Still, to force myself into proactive, positive thinking, here are some things that help when I am starting to space out:

1. I am in France and my friends here are awesome. If you've been paying attention, you've probably noticed the omnipresence of Cara and Kyle. They are great. Kyle is hilarious, if sometimes problematic, and Cara is just the sweetest ever. Not to mention the wonderful and in no particular order Janette, Clara, Brooke, Kim, Liz, Mel, Other Katherine, Elle, Mia, Eliza, Caronae and Kevin. Is that everyone? I left people out. But it's just incredible how close and supportive is even though we've known each other for a few weeks. I've seen this phenomenon before, at camp and in Pi Phi with the baby angels, but it still amazes me.
Outside the Château de Vauvenargues, where Picasso lived, with Kyle and Cara.
2. I am in France and I am seeing and doing awesome things every day. 
See this incredible, beautiful view? This is on my walk to school. Even if I do nothing but grab lunch before class and go home after (I have class from 1-5, so this happens fairly often), I see a beautiful Gothic cathedral spire every single day. The cathedral is actually right by the school, and my archaeology class visited it in the morning a few weeks ago. It's built on a Roman temple to Apollo, so in its very existence it attests to the victory of Christianity over Roman gods. Under the temple foundation there's a Roman street; it's in the oldest part of Aix, so it goes all the way back to 123 avant Jésus-Christ, when the little town of Aquae Sextiae was founded to keep an eye on the troublesome Gauls in Entremont (which I'm visiting tomorrow!). Anyway, over time various additions have been made to the cathedral, so it has early Christian, Gothic, Romanesque and who knows what else elements represented.   I don't always think about it, but it is really cool to be near that much continuous history every single day. The baptistry has been in use since 400 AD. That's 1600 years!

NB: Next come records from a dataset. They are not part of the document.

PR #6653, opened 2022-12-07
syncs,ipn/ipnserver: add and use WakeGroup

maisem:


bradfitz (commented):
You're ignoring the caller's wait context. It can block forever when the caller passed a 1 sec timeout.

bradfitz:
Closing for now. Reopen if you choose to resurrect this?

PR #6656, opened 2022-12-07
Backport cmd/containerboot fixes.

danderson:
Also includes some refactors that happened in 1.35, which are semantic no-ops but cause merge sadness with the bugfixes.


DentonGentry (approved):
I appreciate the amount of tests in this PR.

Plus, of course, we get to do unbelievable unusual things too. The Picasso château on Saturday was really great. My immediate impression was that it was much plainer than I'd expected. Although it was built in the Middle Ages for the nobility of Aix (it's like a 20-minute bus ride north of the city), almost all of it was cleared out in the nineteenth century by some businessmen who had bought it. When Picasso bought it, one of his friends expressed concern that it was too empty and too severe. Picasso replied, "Too empty? I'll fill it with stuff. Too severe? You forget that I'm Spanish. I like sadness."

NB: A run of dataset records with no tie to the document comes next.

PR #6660, opened 2022-12-07
tsnet: allow users to expose HTTPS port over Funnel

Xe:
Signed-off-by: Xe Iaso <xe@tailscale.com>


tsnet/example/tsnet-funnel/tsnet-funnel.go
```diff
@@ -0,0 +1,55 @@
+// Copyright (c) 2021 Tailscale Inc & AUTHORS All rights reserved.
+// Use of this source code is governed by a BSD-style
+// license that can be found in the LICENSE file.
+
+// The tshello server demonstrates how to use Tailscale as a library.
```
bradfitz, line 5: wrong date, wrong package doc

tsnet/tsnet.go
```diff
@@ -504,6 +504,91 @@ func (s *Server) APIClient() (*tailscale.Client, error) {
...
 }
 
+// ExposeHTTPS returns a HTTPS listener that is exposed over Funnel.
+// It will start the server if it has not been started yet.
+func (s *Server) ExposeHTTPS() (net.Listener, error) {
+	if err := s.Start(); err != nil {
+		return nil, err
+	}
+
+	ln, err := net.Listen("tcp", "[::1]:42069")
```
bradfitz, line 514: ??

tsnet/tsnet.go
```diff
@@ -504,6 +504,91 @@ func (s *Server) APIClient() (*tailscale.Client, error) {
 	return c, nil
 }
 
+// ExposeHTTPS returns a HTTPS listener that is exposed over Funnel.
+// It will start the server if it has not been started yet.
+func (s *Server) ExposeHTTPS() (net.Listener, error) {
```
bradfitz, line 509: shouldn't it return the public URL or something?

tsnet/tsnet.go
```diff
@@ -504,6 +504,91 @@ func (s *Server) APIClient() (*tailscale.Client, error) {
...
+
+	lc, err := flw.s.LocalClient()
+	if err != nil {
+		return err
+	}
+
+	if err := lc.SetServeConfig(context.Background(), &ipn.ServeConfig{
+		TCP:         map[uint16]*ipn.TCPPortHandler{},
+		Web:         map[ipn.HostPort]*ipn.WebServerConfig{},
+		AllowFunnel: map[ipn.HostPort]bool{},
```
bradfitz, line 584: let's wait and do the ephemeral mapping thing first.

tsnet/tsnet.go
shayne: Please excuse us as this PR is very draft. I asked @Xe to post the PR as a draft so I could check it out and look into a peerapi issue. It's borked when using tsnet.

shayne:
OK, I got it working. We have some work to do to fix it, but it's no longer a (complete) mystery. I'm including _temporary workarounds_ so you can move forward while we discuss long-term solutions.

### First issue

In `tsnet.go`, we set `ForwardTCPIn` on the netstack to handle forwarding inbound TCP connections. The implementation in `tsnet.go` closes the connection for anything that's not in the `tsnet.Server` listeners. In this example, it's ":443". This caused the peerapi traffic to fall on the floor.

**[Workaround]** Comment out the line below:
https://github.com/tailscale/tailscale/blob/9d335aabb28477f3f97adfebde7c37e9bfd8cdcf/tsnet/tsnet.go#L319
Here's the implementation that closes the connections:
https://github.com/tailscale/tailscale/blob/9d335aabb28477f3f97adfebde7c37e9bfd8cdcf/tsnet/tsnet.go#L443-L458

### Second issue

Now that the funnel-ingress-node can talk to the peerapi, we hit a wall. `peerAPIHandler.canIngress()` will return false. The "peer" reportedly doesn't have the capability.

What's interesting here is that the `h.remoteAddr.Addr()` in `peerAPIHAndler.peerHasCap()` is `127.0.0.1` ?! I'm afraid that's not right. The remoteAddr should be the remote src IP of the funnel-ingress-node. Are we losing the src IP somewhere in the netstack?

So in all its simplicity and white walls, the château told a powerful story about its most recent owner. The rooms were full of his statues and engravings, aspects of his work with which I wasn't familiar. And the view from the terrace was breathtaking. Picasso, who idolized Cézanne (don't we all), was so excited to have bought a house overlooking Mont Ste-Victoire. They didn't allow pictures at all on the property, but trust me that it was gorgeous.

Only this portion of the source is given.